“So, I hear Haley’s a jumper.” Pete’s lips curved into a sarcastic smile.
“In case you didn’t hear, she did not jump.”
“Kate, it was all over the news, you’re a hero.”
Fuck you, Pete, Kate thought as she walked into her office and slammed the door. Unfortunately Pete was right. It was all over the news. “The publicist who saved the crazy, suicidal author”—that’s how Entertainment Tonight had headlined the story the night before. Both Leno and Letterman had devoted most of their monologue to it and Haley had even made the high-brow NPR.

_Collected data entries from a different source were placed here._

PR #2304, opened 2025-01-13
feat: Client default implementation

RobinTail:
This should come handy and make the client usage easier


example/example.client.ts
```diff
@@ -434,24 +434,7 @@ export type Implementation = (
...
-/*
-export const exampleImplementation: Implementation = async (
-  method,
-  path,
-  params,
-) => {
+const defaultImplementation: Implementation = async (method, path, params) => {
   const hasBody = !["get", "delete"].includes(method);
   const searchParams = hasBody ? "" : `?${new URLSearchParams(params)}`;
   const response = await fetch(
```
RobinTail, line 440: it might need CORS

RobinTail: helper introduced in 47724320

RobinTail: utilized in f2c97109

example/example.client.ts
```diff
@@ -428,14 +428,34 @@ const substitute = (path: string, params: Record<string, any>) => {
...
   path: string,
   params: Record<string, any>,
 ) => Promise<any>;
 
+const defaultImplementation: Implementation = async (method, path, params) => {
+  const hasBody = !["get", "delete"].includes(method);
+  const searchParams = hasBody ? "" : `?${new URLSearchParams(params)}`;
+  const url = new URL(`${path}${searchParams}`, "https://example.com");
+  const response = await fetch(url, {
+    mode: hasSameOrigin(url) ? "same-origin" : "cors",
```
RobinTail, line 444: it turned out it's default to `cors`

https://developer.mozilla.org/en-US/docs/Web/API/RequestInit#mode
> Defaults to cors.

so, it's not needed

RobinTail: reverted in 5e871cb6

RobinTail (commented):
ok

PR #2307, opened 2025-01-13
ref(v22): Minimizing ids

RobinTail:
Some may be retrieved from the declarations of the corresponding variables.


RobinTail (commented):
nice

PR #2313, opened 2025-01-14
Renaming `ExpressZodAPIClient` to just `Client`

RobinTail:
1. Since I also wanna make subscription class in #2280 
2. In the era of modules there is no longer need to have a unique name


example/example.client.ts
```diff
@@ -434,7 +434,7 @@ export type Implementation = (
   params: Record<string, any>,
 ) => Promise<any>;
 
-export class ExpressZodAPIClient {
+export class Client {
```
RobinTail, line 437: needs migration

RobinTail (commented):
nice

PR #2324, opened 2025-01-18
feat: Pull examples from object schema properties

RobinTail:
When describing examples of the IO schemas only top level calls of `.example()` method used to be taken into account in the generated `Documentation`

```ts
factory.build({
  input: z
    .object({
      key: z.string().nonempty(),
    })
    .example({
      key: "1234-5678-90",
    }),
})
```

This feature enabled pulling examples up from the shape of object schema properties, so the syntax can be simplified:

```ts
factory.build({
  input: z.object({
    key: z.string().nonempty().example("1234-5678-90"),
  }),
})
```


example/example.documentation.yaml
```diff
@@ -118,9 +118,8 @@ paths:
           description: PATCH /v1/user/:id Parameter
           schema:
             type: string
-          examples:
-            example1:
-              value: "12"
+            examples:
+              - "12"
```
RobinTail, line 122: this change is not right, it's not visible in swagger UI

Kate slumped in her chair, not sure what to do next. In her ten years of being a book publicist, she’d saved a number of books from ruin, but Haley’s might just be too far gone. Sure, they’d sell a few thousand from people wanting to read a book written by the “crazy, suicidal author,” but after that it would be over and unless she did something fast, Haley would be nothing more than a cocktail party joke. “Hey did you hear the one about the author who jumped off a building?”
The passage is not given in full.